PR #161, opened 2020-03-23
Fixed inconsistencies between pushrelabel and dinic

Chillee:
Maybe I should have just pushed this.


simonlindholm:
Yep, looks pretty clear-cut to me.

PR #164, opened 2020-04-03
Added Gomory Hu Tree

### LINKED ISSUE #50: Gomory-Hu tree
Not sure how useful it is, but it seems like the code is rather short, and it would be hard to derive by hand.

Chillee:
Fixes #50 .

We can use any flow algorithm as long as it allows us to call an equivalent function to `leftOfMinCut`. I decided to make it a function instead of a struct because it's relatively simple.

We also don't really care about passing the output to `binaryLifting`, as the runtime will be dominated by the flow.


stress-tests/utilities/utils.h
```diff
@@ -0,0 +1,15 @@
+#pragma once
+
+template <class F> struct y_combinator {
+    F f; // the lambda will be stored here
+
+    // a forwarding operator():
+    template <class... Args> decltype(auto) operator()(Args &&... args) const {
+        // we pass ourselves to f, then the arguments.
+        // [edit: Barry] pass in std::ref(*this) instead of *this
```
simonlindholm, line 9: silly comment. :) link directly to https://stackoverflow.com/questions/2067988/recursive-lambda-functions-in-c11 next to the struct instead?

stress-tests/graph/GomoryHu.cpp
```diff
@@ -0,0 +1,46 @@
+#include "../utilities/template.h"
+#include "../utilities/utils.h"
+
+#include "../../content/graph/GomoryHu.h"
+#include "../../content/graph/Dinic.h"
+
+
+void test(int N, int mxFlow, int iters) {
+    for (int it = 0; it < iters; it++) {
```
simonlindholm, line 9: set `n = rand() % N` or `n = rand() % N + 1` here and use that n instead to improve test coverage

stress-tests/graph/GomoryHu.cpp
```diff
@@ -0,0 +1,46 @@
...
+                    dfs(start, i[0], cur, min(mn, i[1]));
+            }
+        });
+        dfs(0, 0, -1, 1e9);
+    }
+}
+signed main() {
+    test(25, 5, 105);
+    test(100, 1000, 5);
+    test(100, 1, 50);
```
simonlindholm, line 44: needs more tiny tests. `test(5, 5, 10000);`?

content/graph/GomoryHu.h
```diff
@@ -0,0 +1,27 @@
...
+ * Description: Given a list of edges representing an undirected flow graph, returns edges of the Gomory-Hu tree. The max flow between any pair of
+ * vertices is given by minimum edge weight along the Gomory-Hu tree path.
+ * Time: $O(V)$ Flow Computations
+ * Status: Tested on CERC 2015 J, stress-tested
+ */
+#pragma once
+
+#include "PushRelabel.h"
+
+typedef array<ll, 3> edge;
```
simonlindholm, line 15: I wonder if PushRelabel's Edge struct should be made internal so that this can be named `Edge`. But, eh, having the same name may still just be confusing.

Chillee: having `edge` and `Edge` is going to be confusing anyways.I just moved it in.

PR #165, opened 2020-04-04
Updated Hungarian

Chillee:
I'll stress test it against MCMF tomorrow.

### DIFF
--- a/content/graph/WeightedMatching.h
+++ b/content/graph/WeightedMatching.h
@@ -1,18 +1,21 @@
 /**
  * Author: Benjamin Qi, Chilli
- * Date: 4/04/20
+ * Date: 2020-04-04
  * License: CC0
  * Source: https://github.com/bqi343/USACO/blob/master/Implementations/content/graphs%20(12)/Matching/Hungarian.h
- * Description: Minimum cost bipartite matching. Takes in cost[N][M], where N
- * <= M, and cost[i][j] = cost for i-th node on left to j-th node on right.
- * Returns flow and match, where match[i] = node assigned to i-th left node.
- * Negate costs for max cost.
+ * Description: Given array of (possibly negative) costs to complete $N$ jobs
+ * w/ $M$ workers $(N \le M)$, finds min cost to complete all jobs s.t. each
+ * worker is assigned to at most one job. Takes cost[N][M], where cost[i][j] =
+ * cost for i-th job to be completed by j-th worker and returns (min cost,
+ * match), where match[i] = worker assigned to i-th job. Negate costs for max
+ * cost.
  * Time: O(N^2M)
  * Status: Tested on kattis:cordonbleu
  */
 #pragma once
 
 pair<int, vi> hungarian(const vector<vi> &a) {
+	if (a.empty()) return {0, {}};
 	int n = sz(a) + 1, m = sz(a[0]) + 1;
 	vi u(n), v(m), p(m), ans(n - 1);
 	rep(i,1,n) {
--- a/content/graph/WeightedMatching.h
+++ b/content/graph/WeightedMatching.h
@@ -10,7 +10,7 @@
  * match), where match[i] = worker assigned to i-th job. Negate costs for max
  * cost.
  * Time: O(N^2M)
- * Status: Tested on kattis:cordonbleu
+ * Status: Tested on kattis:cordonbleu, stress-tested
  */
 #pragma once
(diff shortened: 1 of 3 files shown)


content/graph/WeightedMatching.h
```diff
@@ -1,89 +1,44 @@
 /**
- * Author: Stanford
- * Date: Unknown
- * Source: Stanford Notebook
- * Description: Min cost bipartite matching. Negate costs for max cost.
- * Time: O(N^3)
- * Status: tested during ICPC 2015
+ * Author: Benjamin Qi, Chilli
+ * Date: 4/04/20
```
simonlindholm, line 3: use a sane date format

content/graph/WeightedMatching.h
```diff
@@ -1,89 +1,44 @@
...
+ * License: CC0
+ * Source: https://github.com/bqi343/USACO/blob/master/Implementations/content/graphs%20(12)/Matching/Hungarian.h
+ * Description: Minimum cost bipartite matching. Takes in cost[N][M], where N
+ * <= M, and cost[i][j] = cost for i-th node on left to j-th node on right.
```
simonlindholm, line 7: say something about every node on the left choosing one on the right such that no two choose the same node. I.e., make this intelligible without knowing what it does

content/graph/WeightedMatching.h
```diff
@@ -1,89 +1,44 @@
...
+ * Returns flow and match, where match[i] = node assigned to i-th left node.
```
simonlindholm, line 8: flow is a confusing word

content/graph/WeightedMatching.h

○ ○ ○ ○

**TASK BRIEF**
A complete and exact transcription of the material is required.

**RESPONSE BELOW**
PR #161, opened 2020-03-23
Fixed inconsistencies between pushrelabel and dinic

Chillee:
Maybe I should have just pushed this.


simonlindholm:
Yep, looks pretty clear-cut to me.

PR #164, opened 2020-04-03
Added Gomory Hu Tree

### LINKED ISSUE #50: Gomory-Hu tree
Not sure how useful it is, but it seems like the code is rather short, and it would be hard to derive by hand.

Chillee:
Fixes #50 .

We can use any flow algorithm as long as it allows us to call an equivalent function to `leftOfMinCut`. I decided to make it a function instead of a struct because it's relatively simple.

We also don't really care about passing the output to `binaryLifting`, as the runtime will be dominated by the flow.


stress-tests/utilities/utils.h
```diff
@@ -0,0 +1,15 @@
+#pragma once
+
+template <class F> struct y_combinator {
+    F f; // the lambda will be stored here
+
+    // a forwarding operator():
+    template <class... Args> decltype(auto) operator()(Args &&... args) const {
+        // we pass ourselves to f, then the arguments.
+        // [edit: Barry] pass in std::ref(*this) instead of *this
```
simonlindholm, line 9: silly comment. :) link directly to https://stackoverflow.com/questions/2067988/recursive-lambda-functions-in-c11 next to the struct instead?

stress-tests/graph/GomoryHu.cpp
```diff
@@ -0,0 +1,46 @@
+#include "../utilities/template.h"
+#include "../utilities/utils.h"
+
+#include "../../content/graph/GomoryHu.h"
+#include "../../content/graph/Dinic.h"
+
+
+void test(int N, int mxFlow, int iters) {
+    for (int it = 0; it < iters; it++) {
```
simonlindholm, line 9: set `n = rand() % N` or `n = rand() % N + 1` here and use that n instead to improve test coverage

stress-tests/graph/GomoryHu.cpp
```diff
@@ -0,0 +1,46 @@
...
+                    dfs(start, i[0], cur, min(mn, i[1]));
+            }
+        });
+        dfs(0, 0, -1, 1e9);
+    }
+}
+signed main() {
+    test(25, 5, 105);
+    test(100, 1000, 5);
+    test(100, 1, 50);
```
simonlindholm, line 44: needs more tiny tests. `test(5, 5, 10000);`?

content/graph/GomoryHu.h
```diff
@@ -0,0 +1,27 @@
...
+ * Description: Given a list of edges representing an undirected flow graph, returns edges of the Gomory-Hu tree. The max flow between any pair of
+ * vertices is given by minimum edge weight along the Gomory-Hu tree path.
+ * Time: $O(V)$ Flow Computations
+ * Status: Tested on CERC 2015 J, stress-tested
+ */
+#pragma once
+
+#include "PushRelabel.h"
+
+typedef array<ll, 3> edge;
```
simonlindholm, line 15: I wonder if PushRelabel's Edge struct should be made internal so that this can be named `Edge`. But, eh, having the same name may still just be confusing.

Chillee: having `edge` and `Edge` is going to be confusing anyways.I just moved it in.

PR #165, opened 2020-04-04
Updated Hungarian

Chillee:
I'll stress test it against MCMF tomorrow.

### DIFF
--- a/content/graph/WeightedMatching.h
+++ b/content/graph/WeightedMatching.h
@@ -1,18 +1,21 @@
 /**
  * Author: Benjamin Qi, Chilli
- * Date: 4/04/20
+ * Date: 2020-04-04
  * License: CC0
  * Source: https://github.com/bqi343/USACO/blob/master/Implementations/content/graphs%20(12)/Matching/Hungarian.h
- * Description: Minimum cost bipartite matching. Takes in cost[N][M], where N
- * <= M, and cost[i][j] = cost for i-th node on left to j-th node on right.
- * Returns flow and match, where match[i] = node assigned to i-th left node.
- * Negate costs for max cost.
+ * Description: Given array of (possibly negative) costs to complete $N$ jobs
+ * w/ $M$ workers $(N \le M)$, finds min cost to complete all jobs s.t. each
+ * worker is assigned to at most one job. Takes cost[N][M], where cost[i][j] =
+ * cost for i-th job to be completed by j-th worker and returns (min cost,
+ * match), where match[i] = worker assigned to i-th job. Negate costs for max
+ * cost.
  * Time: O(N^2M)
  * Status: Tested on kattis:cordonbleu
  */
 #pragma once
 
 pair<int, vi> hungarian(const vector<vi> &a) {
+	if (a.empty()) return {0, {}};
 	int n = sz(a) + 1, m = sz(a[0]) + 1;
 	vi u(n), v(m), p(m), ans(n - 1);
 	rep(i,1,n) {
--- a/content/graph/WeightedMatching.h
+++ b/content/graph/WeightedMatching.h
@@ -10,7 +10,7 @@
  * match), where match[i] = worker assigned to i-th job. Negate costs for max
  * cost.
  * Time: O(N^2M)
- * Status: Tested on kattis:cordonbleu
+ * Status: Tested on kattis:cordonbleu, stress-tested
  */
 #pragma once
(diff shortened: 1 of 3 files shown)


content/graph/WeightedMatching.h
```diff
@@ -1,89 +1,44 @@
 /**
- * Author: Stanford
- * Date: Unknown
- * Source: Stanford Notebook
- * Description: Min cost bipartite matching. Negate costs for max cost.
- * Time: O(N^3)
- * Status: tested during ICPC 2015
+ * Author: Benjamin Qi, Chilli
+ * Date: 4/04/20
```
simonlindholm, line 3: use a sane date format

content/graph/WeightedMatching.h
```diff
@@ -1,89 +1,44 @@
...
+ * License: CC0
+ * Source: https://github.com/bqi343/USACO/blob/master/Implementations/content/graphs%20(12)/Matching/Hungarian.h
+ * Description: Minimum cost bipartite matching. Takes in cost[N][M], where N
+ * <= M, and cost[i][j] = cost for i-th node on left to j-th node on right.
```
simonlindholm, line 7: say something about every node on the left choosing one on the right such that no two choose the same node. I.e., make this intelligible without knowing what it does

content/graph/WeightedMatching.h
```diff
@@ -1,89 +1,44 @@
...
+ * Returns flow and match, where match[i] = node assigned to i-th left node.
```
simonlindholm, line 8: flow is a confusing word

content/graph/WeightedMatching.h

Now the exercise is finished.